= Coscom Entertainment =

Canadian publisher

Coscom Entertainment is a Canadian publisher. It is mainly known for comic books, although it is now publishing an increasing range of mashup books combining classical public domain literature with zombie fiction.

Publications include Ryan C. Thomas's The Summer I Died, works by author and publisher A.P. Fuchs (a.k.a. Peter Fox), and Eric S. Brown's The War of the Worlds Plus Blood, Guts and Zombies, World War of the Dead and Bigfoot War. It has also published several other 'zombie-enhanced' pastische works of classic literature, such as The Undead Land of Oz, Robin Hood and Friar Tuck: Zombie Hunters, Dracula Versus Zombula, The Adventures of Huckleberry Finn and Zombie Jim, Anna Karnivora and Alice in Zombieland.

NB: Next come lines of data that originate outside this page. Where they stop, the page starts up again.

PR #2449, opened 2024-09-20
Make annotation reg/memory assignment symbol configurable

OBarronCS:
This PR makes the symbol that denotes a register/memory assignment in annotations configurable. Previously, the symbol was always `=>`.

For example, with `set annotation-memory-separator <=`, you would get the following
image

It introduces two config values:

```
annotation-memory-separator
annotation-register-separator
```

Currently, I kept the default the same as before, mostly due to my own personal preference and becoming accustomed with it. However, we should explore other possibilities before merging:

- Make memory operands use `:=` by default
- Make memory operands `<=` by default
- Make registers use `<=` by default as well
- Or just a `=` sign, or even a fancy Unicode character.

After we decide, we might also have to go back through the tests and make them reflect the changes.


disconnect3d:
I think we should follow what is in telescope and do `<-`? and just call it a day: we probably don't need too many configuration options

OBarronCS:
Latest commits takes this into account - removes the config and makes store operations use a left pointing arrow.

pwndbg/aglib/disasm/arch.py
```diff
@@ -126,6 +126,21 @@ def syntax_highlight(ins):
 }
 
 
+def register_assign(left: str, right: str) -> str:
+    return f"{left} => {right}"
+
+
+def memory_assign(left: str, right: str) -> str:
+    return f"{left} <= {right}"
```
disconnect3d, line 134: we introduce lots of function calls with those and funccalls are expensive in py, but maybe it doesnt hurt

OBarronCS: I get that - worst case, these functions are called once per instruction shown on the screen.

Issue #2448, opened 2024-09-19
Symbol not shown for chain of code pointer on x86_64


peace-maker:
### Description

The disassembly view / `u` command annotates the instructions and shows the symbol to an address. The `tele` / chain code doesn't.

![grafik](https://github.com/user-attachments/assets/ca21e53e-ba25-4eb6-b218-4127e8c46632)

![grafik](https://github.com/user-attachments/assets/f7e8e1b7-8d48-48a3-ac9f-7dce34bf80e2)

I'd expect to see the symbol in that single-instruction disassembly too.

### Steps to reproduce

- `gdb tests/gdb-tests/tests/binaries/reference-binary.out`, `start` and step to the `puts` call
- Observe symbol in `disasm` context section while seeing the raw address in hex in the `regs` section next to RIP
- `tele $rip` will show the address too

### My setup

Gdb:      12.1
Python:   3.10.12 (main, Nov 20 2023, 15:14:05) [GCC 11.4.0]
Pwndbg:   2024.08.29 build: 15a69272
Capstone: 5.0.1280
Unicorn:  2.0.1

PR #2450, opened 2024-09-20
Resolve instruction operand symbols in register chain

OBarronCS:
This fixes a small bug where we weren't replacing constant operands with their corresponding symbols when the `chain` function detected an instruction at the end of a pointer chain.

Example before:
image
Note that the `RIP` register points to a `call` instruction, but the constant operand is not replaced with the symbol, like it is in the disasm view.

Example After:
image


OBarronCS:
This fixes #2448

The company also published the 475-page flash fiction collection Small Bites on zombies, animal attacks and were-creatures as a fundraiser for author Charles L. Grant's medical care.

==Authors==
- A.P. Fuchs is Canadian horror/dark fantasy writer from Winnipeg, Manitoba. He is also the author of several novels. His work includes The Way of the Fog, Still About a Girl, Magic Man and April, the last of which was written under the pseudonym Peter Fox.